1

987 52 17
                                    

"Sonra dedim ki sen kimsin de benim olana yan gözle bakma cesareti gösteriyorsun ! Başladım adamı dövmeye. Koca adamı saniyeler içerisinde yere serdim. O zamandan beri benden korkar oldu. Sokakta denk gelince yönünü çevirmeye, kaçmaya başladı."

Gülmemek için dudaklarımı ısırırken" Yediğin dayaktan dolayı ne kadar süre ayağa kalkamadın da adamdan dip köşe kaçmaya başladın?" dedim. Bu sözüm üzerine küçük bir çocuk gibi dudağını büzerken"Bunu da mı yemedin ya !"dedi.

"Benim psikolog olduğumu bazen  unutuyorsun Mücahit. Ne zaman yalan söylediğini anlayabiliyorum. Yüz ifadelerini okuyabiliyorum." Buruk bir şekilde gülümseyip"Eğer şuan hapishanede olmasaydım üniversite sınavına hazırlanıp, senin gibi bir psikolog olmak isterdim." dedi.

Oturduğum sandalyeden kalkıp, Mücahit'in yanına gittim. Bir elimle kelepçeli ellerini tutarken, diğeriyle saçlarını okşadım ve "Ben sana çalışabileceğin test kitapları ve konu anlatımlı kitaplar getireceğim küçüğüm. Altı ay sonra buradan çıktıktan sonra başını bir daha belaya sokmaz, ders çalışmaya devam edersen benden daha iyi bir psikolog olacağına eminim. Bağlantılarımı kullanıp, seni işe almalarını sağlarım."dedim.

Gözleri dolu bir şekilde bana baktı. "İyi ki varsın abi. Sana ne kadar teşekkür etsem az. Hapishaneden çıkınca emeklerini boşa çıkarmamak için elimden geleni yapacağım."

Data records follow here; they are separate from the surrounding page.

PR #2348, opened 2024-03-19
test: Fix a MySql flicker by introducing an intentional delay

tippmar-nr:
Added an intentional delay in one of the MySql queries to ensure that we always know it will be the slowest, which should address a recent frequently-occurring failure. This same change may need to be more widely applied if other flickers show up, but for now it's just focused on a single test.


chynesNR (approved):
Looks like a good way to make it consistent.

nrcventura (approved):

nr-ahemsath (approved):
Clever!

nrcventura (approved):

PR #2349, opened 2024-03-19
Use custom var and fallback for lambda instrumentation point

chynesNR:
The previous solution for auto-detecting the lambda instrumentation point in the profiler would not work in many cases. Now we try two environment variables:
* `_HANDLER` which should be auto-populated but may not be available in all environments (notably the test tool)
* `NEW_RELIC_LAMBDA_FUNCTION_HANDLER` which the user must provide

This is now only checked on startup instead of prior to each method's compilation.

### DIFF
--- a/src/Agent/NewRelic/Home/Home.csproj
+++ b/src/Agent/NewRelic/Home/Home.csproj
@@ -13,7 +13,7 @@
   </Target>
 
   <ItemGroup>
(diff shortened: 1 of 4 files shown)


tippmar-nr (approved):
Quick work!

nrcventura (approved):

PR #2351, opened 2024-03-19
More Lambda / DT configuration tweaks

tippmar-nr:
* Adds an override for `SamplingTarget` and `SamplingTargetPeriodInSeconds` when in Serverless mode, as per the spec. 
* Minor cleanup in the function handler wrapper.

### DIFF
--- a/src/Agent/NewRelic/Agent/Core/Configuration/DefaultConfiguration.cs
+++ b/src/Agent/NewRelic/Agent/Core/Configuration/DefaultConfiguration.cs
@@ -929,13 +929,13 @@ namespace NewRelic.Agent.Core.Configuration
             EnvironmentOverrides(_localConfiguration.distributedTracing.account_id, "NEW_RELIC_ACCOUNT_ID")
             : _serverConfiguration.AccountId;
 
-        public int? SamplingTarget => _serverConfiguration.SamplingTarget;
+        public int? SamplingTarget => ServerlessModeEnabled ? 10 : _serverConfiguration.SamplingTarget;
 
         // Faster Event Harvest configuration rules apply here, which is why ServerOverrides takes precedence over EnvironmentOverrides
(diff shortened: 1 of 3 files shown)


src/Agent/NewRelic/Agent/Core/Configuration/DefaultConfiguration.cs
```diff
@@ -929,13 +929,13 @@ private bool IsDistributedTracingEnabled()
             EnvironmentOverrides(_localConfiguration.distributedTracing.account_id, "NEW_RELIC_ACCOUNT_ID")
             : _serverConfiguration.AccountId;
 
-        public int? SamplingTarget => _serverConfiguration.SamplingTarget;
+        public int? SamplingTarget => ServerlessModeEnabled ? 10 : _serverConfiguration.SamplingTarget;
```
nrcventura, line 932: Should this be more like the following to avoid the conditional check with each access?
```suggestion
        public int? SamplingTarget { get; } = ServerlessModeEnabled ? 10 : _serverConfiguration.SamplingTarget;
```

tippmar-nr: We use this same pattern in about a zillion places already; I can't imagine there'll be much of a performance improvement by making this change.

nrcventura: The main reason I bring it up is that I believe that Sampling is invoked more frequently than other settings.

tippmar-nr: `AdaptiveSampler` stores the current value of `SamplingTargetPeriodInSeconds` and `SamplingTarget` anytime there's a configuration change. So this property is only referenced once at a configuration change.

nrcventura (approved):

PR #2352, opened 2024-03-19
Minor cleanup of integration tests

nr-ahemsath:
Removed an unused local variable, as well as some unused usings.


chynesNR (approved):
Thanks, I forgot to do a cleanup pass when I was done.

nrcventura (approved):

PR #2353, opened 2024-03-20
Bedrock - HSM updates

tippmar-nr:
Disable AI Monitoring when HSM is enabled. Updates tests accordingly.


tests/Agent/UnitTests/Core.UnitTest/Configuration/DefaultConfigurationTests.cs
```diff
@@ -3742,11 +3744,6 @@ public void AiMonitoringStreamingDisabledByEnvironmentVariableWhenAiMonitoringEn
             Assert.That(_defaultConfig.AiMonitoringStreamingEnabled, Is.False);
         }
 
-        [Test]
```
chynesNR, line 3745: Isn't this still a valid test? Though now that I look at the spec again, isn't it supposed to be enabled by default?

tippmar-nr: This test was essentially a duplicate of `AiMonitoringRecordContentDisabledWhenAiMonitoringDisabled`

nrcventura (changes requested):
We need to review the latest spec changes regarding this before we can merge this PR.

nr-ahemsath (approved):
Looks solid! 👍

jaffinito (approved):

nrcventura (approved):

PR #2361, opened 2024-03-21
Fix profiler bug with tracer flags not being set properly

chynesNR:
This could result in (among other issues) a non-async method being flagged as async, and therefore not instrumenting properly


src/Agent/NewRelic/Profiler/Configuration/InstrumentationConfiguration.h
```diff
@@ -163,6 +163,7 @@ namespace NewRelic { namespace Profiler { namespace Configuration
             instrumentationPoint->ClassName = segments[1];
             instrumentationPoint->MethodName = segments[2];
             instrumentationPoint->Parameters = nullptr;
+            instrumentationPoint->TracerFactoryArgs = 0;
```
nrcventura, line 166: Should we also set some default values for when this type is constructed?

chynesNR: Yeah good idea

nrcventura (approved):

PR #2364, opened 2024-03-22
Lambda: Event Support & Tests

tippmar-nr:
Adds support for all event types called out in the Lambda spec, with unit tests for each.

There are still some TODOs that need to be worked out eventually but are not blockers for this PR.

It's also not clear (and won't be until we have working integration tests) how much additional null checking might be required - the current code assumes the dynamic properties it references exist and are non-null in almost all cases.


chynesNR (approved):
Looks good, at least until we can start integration testing

PR #2378, opened 2024-03-26
Move JSON deserialization and models to NewRelic.Core

nr-ahemsath:
This PR moves the Bedrock request/response models and the deserialization of their corresponding JSON from the Bedrock wrapper project to `NewRelic.Core`, which ILRepacks `Newtonsoft.Json`, so it will always be available for use.

This prevents assembly load exceptions I found while testing the Bedrock instrumentation with a standalone test app that, unlike our integration test applications, did not include a reference to Newtonsoft.Json.


nrcventura (approved):

chynesNR (approved):
Good find!

PR #1634, opened 2026-03-16
Feat: Wrong Language Penalization

### LINKED ISSUE #614: [BUG] BERTScore should use monolingual models

viggo-gascou:
This PR closes #614 by adding language penalization to SacreBLEU ChrF scoring by applying a binary language correctness penalty per prediction before averaging sentence-level ChrF scores.

If a prediction is detected as being in the wrong language, its ChrF contribution is set to 0. 
Without language penalization, models can receive good ChrF scores, and thus leaderboard ranks, even when generating in the wrong language. This makes rankings less faithful to the benchmark objective. Penalizing wrong-language outputs addresses this and clearly exposes models that fail to generate in the required language.

**What changed**

- Added a language detector for metric-time language validation, using [`lingua-py`](https://github.com/pemistahl/lingua-py)
- Updated ChrF computation to support language penalization.
- Applied per-prediction language penalties (1.0 / 0.0) before score aggregation.
- Since Danish and Norwegian are so similar in writing (sometimes identical), the confidence score of predictions in datasets in either Danish or Norwegian is a combination of the individual confidence scores for Danish and Norwegian.
- The minimum confidence level for a specific sample is set via the constant `MIN_LANG_CONFIDENCE_SCORE` and is currently set to `0.75`.

**Tests**

I have tested the addition of the language penalization on three models on the Danish summarization dataset `nordjylland-news`. The first two should receive little to no penalty and the `AI-Sweden` model should receive a much larger penalty due to it mainly responding in Swedish regardless of the input text, see the results below.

Sözleri üzerine saçını öpüp"Hadi bakalım koğuşuna git şimdi. Ben yarın sana kitaplarını ulaştıracağım. Beş dakika sonra başka biriyle görüşmem var."dedim.

Mücahit meraklı bir ifadeyle "Normalde bugün benden sonra kimseyle görüşmezdin abi. Kiminle görüşeceksin." dedi.

"Dün yeni bir mahkum gelmiş. Onunla konuşmam gerek." Kaşları söylediklerimle anında çatılırken "Onunla konuşmasan olmaz mı abi ?"dedi.

Neden der gibi kaşlarımı kaldırınca "O çok... Nasıl söylesem. Korkunç biri. Hayvan gibi kas yapmış adam. Seni de beni de tek yumruğuyla öteki dünyaya gönderir." Dedikleriyle kahkaha atmaya başladım.

Gülmemle "Görüşmen varmış ya görüşmeden sonra göreceğim ben seni. Şimdi gül."dedi. Ardından trip atarak, gardiyana gitmek istediğini söyledi. Gardiyan içeri girip, onu koğuşa götürünce ancak kahkalarımı durdurabilmiştim.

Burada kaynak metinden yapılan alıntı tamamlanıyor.